* **PROMPT**: Copy out, from the entries below, each line that holds the string "execute".

==== INFORMATION PROVIDED

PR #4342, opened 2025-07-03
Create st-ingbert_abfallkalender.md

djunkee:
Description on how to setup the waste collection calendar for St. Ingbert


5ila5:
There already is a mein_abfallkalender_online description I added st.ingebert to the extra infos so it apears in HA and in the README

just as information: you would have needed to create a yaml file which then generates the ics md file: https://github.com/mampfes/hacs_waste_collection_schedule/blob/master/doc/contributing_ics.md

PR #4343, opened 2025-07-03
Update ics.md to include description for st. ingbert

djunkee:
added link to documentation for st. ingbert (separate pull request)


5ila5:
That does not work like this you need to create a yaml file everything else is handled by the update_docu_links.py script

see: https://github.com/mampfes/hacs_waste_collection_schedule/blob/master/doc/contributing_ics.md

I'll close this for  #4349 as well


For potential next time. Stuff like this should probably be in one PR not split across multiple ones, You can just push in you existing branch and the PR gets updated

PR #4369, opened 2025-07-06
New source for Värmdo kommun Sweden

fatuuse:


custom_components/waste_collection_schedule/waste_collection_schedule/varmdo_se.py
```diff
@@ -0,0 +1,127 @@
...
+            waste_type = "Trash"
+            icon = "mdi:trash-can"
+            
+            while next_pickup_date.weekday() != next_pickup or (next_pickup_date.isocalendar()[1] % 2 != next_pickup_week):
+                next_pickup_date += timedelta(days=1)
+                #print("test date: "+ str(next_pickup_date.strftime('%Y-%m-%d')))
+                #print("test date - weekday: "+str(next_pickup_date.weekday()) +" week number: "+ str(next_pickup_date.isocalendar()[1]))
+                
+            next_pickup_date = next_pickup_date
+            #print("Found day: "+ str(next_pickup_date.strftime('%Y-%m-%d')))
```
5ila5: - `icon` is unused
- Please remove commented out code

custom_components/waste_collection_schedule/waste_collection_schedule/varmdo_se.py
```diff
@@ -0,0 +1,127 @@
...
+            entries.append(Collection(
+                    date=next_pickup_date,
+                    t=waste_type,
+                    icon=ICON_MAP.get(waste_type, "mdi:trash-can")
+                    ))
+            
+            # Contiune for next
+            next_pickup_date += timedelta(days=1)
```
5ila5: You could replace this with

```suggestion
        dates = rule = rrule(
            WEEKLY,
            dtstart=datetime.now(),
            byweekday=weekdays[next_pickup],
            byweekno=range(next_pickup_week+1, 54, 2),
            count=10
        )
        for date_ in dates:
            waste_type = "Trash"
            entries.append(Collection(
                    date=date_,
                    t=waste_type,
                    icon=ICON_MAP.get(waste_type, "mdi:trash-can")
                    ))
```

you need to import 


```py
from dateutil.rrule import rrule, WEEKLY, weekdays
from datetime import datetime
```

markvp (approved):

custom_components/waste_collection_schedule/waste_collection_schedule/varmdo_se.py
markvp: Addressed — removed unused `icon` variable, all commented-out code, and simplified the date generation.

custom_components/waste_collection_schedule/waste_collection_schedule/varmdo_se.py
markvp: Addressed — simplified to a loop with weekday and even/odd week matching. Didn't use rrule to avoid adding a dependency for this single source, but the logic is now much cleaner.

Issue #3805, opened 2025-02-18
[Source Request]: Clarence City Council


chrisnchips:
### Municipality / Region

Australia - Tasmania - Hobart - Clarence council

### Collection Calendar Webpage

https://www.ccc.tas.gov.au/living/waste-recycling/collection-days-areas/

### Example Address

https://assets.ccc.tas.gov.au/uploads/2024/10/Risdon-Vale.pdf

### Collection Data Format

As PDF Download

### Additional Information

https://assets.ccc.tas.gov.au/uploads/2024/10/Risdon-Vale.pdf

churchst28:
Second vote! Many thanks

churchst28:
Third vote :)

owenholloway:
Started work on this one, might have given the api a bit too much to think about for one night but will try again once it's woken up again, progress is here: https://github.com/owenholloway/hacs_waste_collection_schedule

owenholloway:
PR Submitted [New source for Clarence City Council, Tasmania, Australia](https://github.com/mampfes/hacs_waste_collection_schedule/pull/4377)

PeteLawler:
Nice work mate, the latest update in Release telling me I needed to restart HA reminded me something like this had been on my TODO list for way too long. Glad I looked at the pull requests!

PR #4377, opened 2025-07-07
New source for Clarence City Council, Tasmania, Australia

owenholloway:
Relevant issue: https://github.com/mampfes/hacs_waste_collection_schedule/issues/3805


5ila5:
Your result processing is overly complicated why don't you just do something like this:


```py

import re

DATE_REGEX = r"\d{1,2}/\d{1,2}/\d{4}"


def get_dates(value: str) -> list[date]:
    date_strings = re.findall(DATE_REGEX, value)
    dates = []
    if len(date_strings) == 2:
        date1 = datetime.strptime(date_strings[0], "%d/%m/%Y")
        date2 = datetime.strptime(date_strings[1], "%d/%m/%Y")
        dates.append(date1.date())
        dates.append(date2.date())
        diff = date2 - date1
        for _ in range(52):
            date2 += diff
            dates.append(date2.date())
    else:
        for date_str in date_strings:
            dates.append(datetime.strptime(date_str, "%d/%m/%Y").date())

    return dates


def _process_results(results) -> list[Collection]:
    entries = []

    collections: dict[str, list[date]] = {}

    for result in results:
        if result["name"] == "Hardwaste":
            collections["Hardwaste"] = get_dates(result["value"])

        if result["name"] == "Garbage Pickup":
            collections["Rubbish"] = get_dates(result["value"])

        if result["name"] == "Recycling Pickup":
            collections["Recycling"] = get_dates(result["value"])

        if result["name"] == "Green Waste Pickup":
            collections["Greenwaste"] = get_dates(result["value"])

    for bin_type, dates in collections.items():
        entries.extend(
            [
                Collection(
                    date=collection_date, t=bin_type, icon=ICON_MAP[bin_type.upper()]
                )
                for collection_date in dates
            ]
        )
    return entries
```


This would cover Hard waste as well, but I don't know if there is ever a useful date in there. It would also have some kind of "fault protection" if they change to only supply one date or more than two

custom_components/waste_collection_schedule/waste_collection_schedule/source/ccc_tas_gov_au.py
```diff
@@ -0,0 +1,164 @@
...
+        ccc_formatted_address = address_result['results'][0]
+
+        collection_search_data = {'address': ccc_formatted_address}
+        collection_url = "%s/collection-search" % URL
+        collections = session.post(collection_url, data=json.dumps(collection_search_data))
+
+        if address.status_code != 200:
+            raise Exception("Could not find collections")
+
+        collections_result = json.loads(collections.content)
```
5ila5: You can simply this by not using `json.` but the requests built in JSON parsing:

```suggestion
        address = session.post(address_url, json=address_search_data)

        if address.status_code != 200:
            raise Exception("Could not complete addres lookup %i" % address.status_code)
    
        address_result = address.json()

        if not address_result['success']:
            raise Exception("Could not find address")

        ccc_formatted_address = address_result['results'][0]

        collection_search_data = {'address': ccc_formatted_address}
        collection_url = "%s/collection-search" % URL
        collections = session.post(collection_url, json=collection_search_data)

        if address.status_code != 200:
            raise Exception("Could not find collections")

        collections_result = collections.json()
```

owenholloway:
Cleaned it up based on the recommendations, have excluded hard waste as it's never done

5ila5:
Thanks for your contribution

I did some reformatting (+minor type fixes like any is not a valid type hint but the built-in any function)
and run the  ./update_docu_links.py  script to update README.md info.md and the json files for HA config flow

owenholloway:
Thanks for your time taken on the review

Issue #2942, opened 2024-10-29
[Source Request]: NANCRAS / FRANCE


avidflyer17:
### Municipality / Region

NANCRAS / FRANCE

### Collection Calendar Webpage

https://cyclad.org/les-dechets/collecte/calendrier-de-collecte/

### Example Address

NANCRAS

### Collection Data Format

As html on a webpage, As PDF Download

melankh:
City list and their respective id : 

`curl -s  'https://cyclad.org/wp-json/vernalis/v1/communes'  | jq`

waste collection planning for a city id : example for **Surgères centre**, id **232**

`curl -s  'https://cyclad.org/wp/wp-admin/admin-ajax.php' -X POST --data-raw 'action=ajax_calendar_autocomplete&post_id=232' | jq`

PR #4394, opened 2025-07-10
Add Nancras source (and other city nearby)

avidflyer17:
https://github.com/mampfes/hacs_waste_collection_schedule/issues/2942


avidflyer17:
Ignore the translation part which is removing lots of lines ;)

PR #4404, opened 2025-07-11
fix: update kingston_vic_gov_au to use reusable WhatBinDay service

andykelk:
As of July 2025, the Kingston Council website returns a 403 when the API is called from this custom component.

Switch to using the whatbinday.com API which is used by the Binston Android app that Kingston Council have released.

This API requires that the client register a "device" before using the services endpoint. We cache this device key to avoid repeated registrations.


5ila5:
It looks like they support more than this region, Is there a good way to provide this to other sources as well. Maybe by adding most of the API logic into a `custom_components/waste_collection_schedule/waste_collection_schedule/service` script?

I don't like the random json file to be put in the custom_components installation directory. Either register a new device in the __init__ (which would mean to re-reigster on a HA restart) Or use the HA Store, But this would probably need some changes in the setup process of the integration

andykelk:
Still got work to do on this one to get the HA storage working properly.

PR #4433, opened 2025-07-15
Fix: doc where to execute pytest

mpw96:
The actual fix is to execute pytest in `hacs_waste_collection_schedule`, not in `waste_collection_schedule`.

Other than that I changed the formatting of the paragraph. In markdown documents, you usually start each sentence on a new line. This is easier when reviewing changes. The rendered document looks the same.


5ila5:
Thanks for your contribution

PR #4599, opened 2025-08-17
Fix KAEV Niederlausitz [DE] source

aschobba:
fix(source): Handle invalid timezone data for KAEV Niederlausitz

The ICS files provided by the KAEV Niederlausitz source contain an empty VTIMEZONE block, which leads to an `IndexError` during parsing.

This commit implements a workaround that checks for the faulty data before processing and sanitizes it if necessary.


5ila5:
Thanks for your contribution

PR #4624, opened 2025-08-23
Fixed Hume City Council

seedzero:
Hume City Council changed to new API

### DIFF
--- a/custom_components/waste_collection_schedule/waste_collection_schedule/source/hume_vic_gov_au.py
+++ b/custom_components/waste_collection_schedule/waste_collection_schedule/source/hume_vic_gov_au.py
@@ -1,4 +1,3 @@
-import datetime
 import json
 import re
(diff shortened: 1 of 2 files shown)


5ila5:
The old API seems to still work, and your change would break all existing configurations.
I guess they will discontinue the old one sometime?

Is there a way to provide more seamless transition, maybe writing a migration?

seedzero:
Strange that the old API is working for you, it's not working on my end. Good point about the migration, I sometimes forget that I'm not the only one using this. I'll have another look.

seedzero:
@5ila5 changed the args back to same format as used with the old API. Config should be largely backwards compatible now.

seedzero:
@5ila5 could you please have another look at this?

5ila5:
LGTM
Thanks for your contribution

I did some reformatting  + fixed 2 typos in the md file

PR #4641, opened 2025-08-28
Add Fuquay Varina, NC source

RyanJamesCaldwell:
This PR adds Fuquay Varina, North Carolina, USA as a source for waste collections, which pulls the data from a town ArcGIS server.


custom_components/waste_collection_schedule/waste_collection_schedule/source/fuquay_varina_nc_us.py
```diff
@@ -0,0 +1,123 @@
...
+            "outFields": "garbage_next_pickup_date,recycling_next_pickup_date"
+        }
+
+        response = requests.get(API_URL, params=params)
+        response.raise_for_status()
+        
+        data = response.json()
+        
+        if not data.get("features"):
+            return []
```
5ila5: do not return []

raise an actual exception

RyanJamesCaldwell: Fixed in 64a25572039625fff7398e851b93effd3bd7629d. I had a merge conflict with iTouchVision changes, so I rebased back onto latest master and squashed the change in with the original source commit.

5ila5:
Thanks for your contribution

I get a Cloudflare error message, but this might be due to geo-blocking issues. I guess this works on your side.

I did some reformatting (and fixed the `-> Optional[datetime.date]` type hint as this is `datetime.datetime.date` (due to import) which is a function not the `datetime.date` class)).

========

* **SOLUTION TO THIS PROBLEM**:
Fix: doc where to execute pytest
The actual fix is to execute pytest in `hacs_waste_collection_schedule`, not in `waste_collection_schedule`.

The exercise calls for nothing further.